◆ **Your task**
Using the data beneath, show every line that includes the word "there".

*** Input Section Begins ***

PR #8887, opened 2020-12-22
Update Mapbox API to fix map base layers

jywarren:
Noting we have more places to do this too:

https://github.com/publiclab/plots2/search?q=https%3A%2F%2Fa.tiles.mapbox.com%2Fv3%2Fjywarren

Following: https://blog.mapbox.com/deprecating-studio-classic-styles-d8892ac38cb4

I wonder if we could also instead use static tiles, not sure if what i selected are among them? OK, confirmed these are static tiles api: https://docs.mapbox.com/api/maps/static-tiles/

@Sagarpreet i wonder if we need to make this update to LEL as well? 

```js
var baseLayer = L.tileLayer('https://api.mapbox.com/styles/v1/jywarren/ckj06ujnc1nmi19nuelh46pr9/tiles/{z}/{x}/{y}?access_token=pk.eyJ1Ijoianl3YXJyZW4iLCJhIjoiVzVZcGg3NCJ9.BJ6ArUPuTs1JT9Ssu3K8ig', {
        tileSize: 512,
        zoomOffset: -1,
        attribution: '© <a href="https://apps.mapbox.com/feedback/">Mapbox</a> © <a href="http://www.openstreetmap.org/copyright">OpenStreetMap</a>'
    }).addTo(map);
```

### DIFF
--- a/app/views/home/nearby.html.erb
+++ b/app/views/home/nearby.html.erb
@@ -12,7 +12,7 @@
 
   <script>
     var map = L.map('map').setView([<%= current_user.lat %>,<%= current_user.lon %>], 8);
-    L.tileLayer('https://api.mapbox.com/styles/v1/mapbox/light-v10/tiles/{z}/{x}/{y}?access_token=pk.eyJ1Ijoianl3YXJyZW4iLCJhIjoiVzVZcGg3NCJ9.BJ6ArUPuTs1JT9Ssu3K8ig', {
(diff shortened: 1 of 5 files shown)


Sagarpreet (approved):

jywarren:
Strangely https://stable.publiclab.org/map is not updating...

jywarren:
its because it uses LEL: https://github.com/publiclab/leaflet-environmental-layers/issues/491 moving there

Issue #8945, opened 2021-01-05
Post not appearing on tag cards


jywarren:
https://publiclab.org/tag/classroom-community-science shows 1 note, but https://publiclab.org/tags shows none:

![image](https://user-images.githubusercontent.com/24359/103696493-71d85f80-4f6c-11eb-8a03-156a692c2278.png)

jywarren:
It shows up on the mini tag card here on the note page itself, in the sidebar:

![image](https://user-images.githubusercontent.com/24359/103696879-178bce80-4f6d-11eb-840f-d07779adb95e.png)


Could it be a caching issue?

jywarren:
Solving the incorrect count in #8946, but we still need to get the post to appear in the card...

jywarren:
Aha, never mind - it's not appearing because it was already shown higher on the page. cc @ebarry and @RuthNjeri  that we're correcting the count here but that the post not appearing in a listing is because we prevent posts from appearing twice on a page using this line of code:

https://github.com/publiclab/plots2/blob/71a25ec28bf6c75ad20e101f478cefca7b4354e4/app/views/tag/_topicCard.html.erb#L15-L16

See how it appeared just above in another topic card:

![image](https://user-images.githubusercontent.com/24359/103697880-89184c80-4f6e-11eb-9ac3-d38156934779.png)

PR #8946, opened 2021-01-05
switch from tag.count to Tag.tagged_note_count(tag.name) (Outreachy)

jywarren:
to fix https://github.com/publiclab/plots2/issues/8945

making it match https://github.com/publiclab/plots2/blob/71a25ec28bf6c75ad20e101f478cefca7b4354e4/app/views/tag/_miniCard.html.erb#L5

### DIFF
--- a/app/views/tag/_topicCard.html.erb
+++ b/app/views/tag/_topicCard.html.erb
@@ -32,7 +32,7 @@
       </div>
 
       <div class="card-footer" style="background-color: inherit; border:none;">
-        <a style="padding-top:15px;text-decoration:underline;color:#808080;display:inline-block;" href="/tag/<%= tag.name %>"><%= tag.count %> <%= translation('tag.index.posts') %> &raquo;</a>
+        <a style="padding-top:15px;text-decoration:underline;color:#808080;display:inline-block;" href="/tag/<%= tag.name %>"><%= Tag.tagged_node_count(tag.name) %> <%= translation('tag.index.posts') %> &raquo;</a>
         <div id="follow-unfollow-column-<%=tag.tid%>" style="float:right;margin:10px 0 10px 10px;">
           <% if current_user %>
             <% if !current_user.following(tag.name) %>


jywarren:
As this touches your code, i thought you might like to review it, @RuthNjeri ! Thank you!!!

RuthNjeri:
About the comment posted on issue #8945

> Aha, never mind - it's not appearing because it was already shown higher on the page. cc @ebarry and @RuthNjeri that we're correcting the count here but that the post not appearing in a listing is because we prevent posts from appearing twice on a page using this line of code:
> 
> https://github.com/publiclab/plots2/blob/71a25ec28bf6c75ad20e101f478cefca7b4354e4/app/views/tag/_topicCard.html.erb#L15-L16
> 
> See how it appeared just above in another topic card:
> 
> image

It's interesting to note that I removed that part of the code from the Dashboard V2 Topics card @jywarren, I only used the where.not to prevent the blog note from being reposted within the topics.. should I revert it to what was there before? It does make sense not to have posts reappearing.. 

https://github.com/publiclab/plots2/blob/d38da1c57cc63227dba142f42538562654822e10/app/views/dashboard_v2/_topicCard.html.erb#L26

app/views/tag/_topicCard.html.erb
```diff
@@ -32,7 +32,7 @@
       </div>
 
       <div class="card-footer" style="background-color: inherit; border:none;">
-        <a style="padding-top:15px;text-decoration:underline;color:#808080;display:inline-block;" href="/tag/<%= tag.name %>"><%= tag.count %> <%= translation('tag.index.posts') %> &raquo;</a>
+        <a style="padding-top:15px;text-decoration:underline;color:#808080;display:inline-block;" href="/tag/<%= tag.name %>"><%= Tag.tagged_node_count(tag.name) %> <%= translation('tag.index.posts') %> &raquo;</a>
```
RuthNjeri, line 35: I'm curious about the difference between `tag.count` and `Tag.tagged_node_count(tag.name)` does it mean that tag.count only shows the total number of posts including wikis and `Tag.tagged_node_count(tag.name)` only shows the number of posts?

Is it related to why the classroom-community-science post was showing 0 posts when there was 1?

jywarren: It is related but I think the main difference is that .count is stored in the database and has to be recalculated to be accurate, while the other is dynamically recalculated each time, which is less efficient but more accurate (as long as there are any possible ways to miss recalculating!). I think this could be refactored or renamed for clarity but it isn't a huge deal.

jywarren:
Agreed regarding double display on tag cards! This was because new posts would often appear many times if they had many popular tags.

jywarren:
Ok merged! We can create a follow-up if we want for .count but not urgent. Thanks!!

*** Input Section Ends ***

◆ **Exercise solution**
its because it uses LEL: https://github.com/publiclab/leaflet-environmental-layers/issues/491 moving there
It's interesting to note that I removed that part of the code from the Dashboard V2 Topics card @jywarren, I only used the where.not to prevent the blog note from being reposted within the topics.. should I revert it to what was there before? It does make sense not to have posts reappearing.. 
Is it related to why the classroom-community-science post was showing 0 posts when there was 1?
jywarren: It is related but I think the main difference is that .count is stored in the database and has to be recalculated to be accurate, while the other is dynamically recalculated each time, which is less efficient but more accurate (as long as there are any possible ways to miss recalculating!). I think this could be refactored or renamed for clarity but it isn't a huge deal.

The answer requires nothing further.